THE TASK:
Lift out all lines below that contain "think".

STUDY MATERIAL:
PR #1604, opened 2026-06-26
Replace CODE2000 font with Go Noto Current v7.0

mavit:
Go Noto Current is a merging of various of Google’s Noto fonts into a single TTF file.  I have imported the file from https://github.com/satbyy/go-noto-universal/releases/download/v7.0/GoNotoCurrent-Regular.ttf

My primary goal here is to replace a shareware font with something more straightforwardly redistribute.  However, this has the happy side effect of improving display: Go Noto Current is sans serif, so it’s a better visual match for the Latin font we use for menus, etc.

I have increased the bottom-line standard font height by two pixels.  This prevents some characters from Go Noto Current from having ugly narrow strokes.  To my eyes, CODE2000 looked better at an even larger size than this, so, from the comment, it sounds like the previous value was optimized for a font we’ve never actually used.

I have tested this with a Squeezebox 3, the Band’s Campout plugin, and three albums selected at random:

- https://ephemeraleternal.bandcamp.com/album/--9 (Greek)
- https://lilavongrau.bandcamp.com/album/--2 (Cyrillic)
- https://ilpadrinorecords.bandcamp.com/album/dj-8-2 (Korean)

The Greek and Cyrillic look fine to me.  The Korean looks like it might be bad, but similar to with CODE2000, so I don’t think this change makes things any worse.  Note, however, that I do not speak any of these languages.


mavit:
@mipa87 might have opinions on this, since they recently updated CODE2000 to the latest version.

michaelherger:
See https://github.com/LMS-Community/slimserver-platforms/pull/115#issuecomment-4810974489: I think we should remove the font from our distributions. Leave it in the repository as is, but do not include it in the packages.

BTW: Noto looks _so_ much better than Code 2000!

mavit:
Is there any point in keeping a font in the repository, if we don’t package it?  I’m not trying to criticize that decision, just wondering if there’s something that I’m missing.

I think commits 785504c and ae89217 are worth applying in any case.  Do you want to cherry-pick them from here, or should I move them into another pull request?

michaelherger:
I just don't like to throw things away... and Git wouldn't forget it anyway. It shouldn't hurt.

Thanks for the code changes! I've used some of them in my latest change.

PROBLEM SOLUTION:
The Greek and Cyrillic look fine to me.  The Korean looks like it might be bad, but similar to with CODE2000, so I don’t think this change makes things any worse.  Note, however, that I do not speak any of these languages.
See https://github.com/LMS-Community/slimserver-platforms/pull/115#issuecomment-4810974489: I think we should remove the font from our distributions. Leave it in the repository as is, but do not include it in the packages.
I think commits 785504c and ae89217 are worth applying in any case.  Do you want to cherry-pick them from here, or should I move them into another pull request?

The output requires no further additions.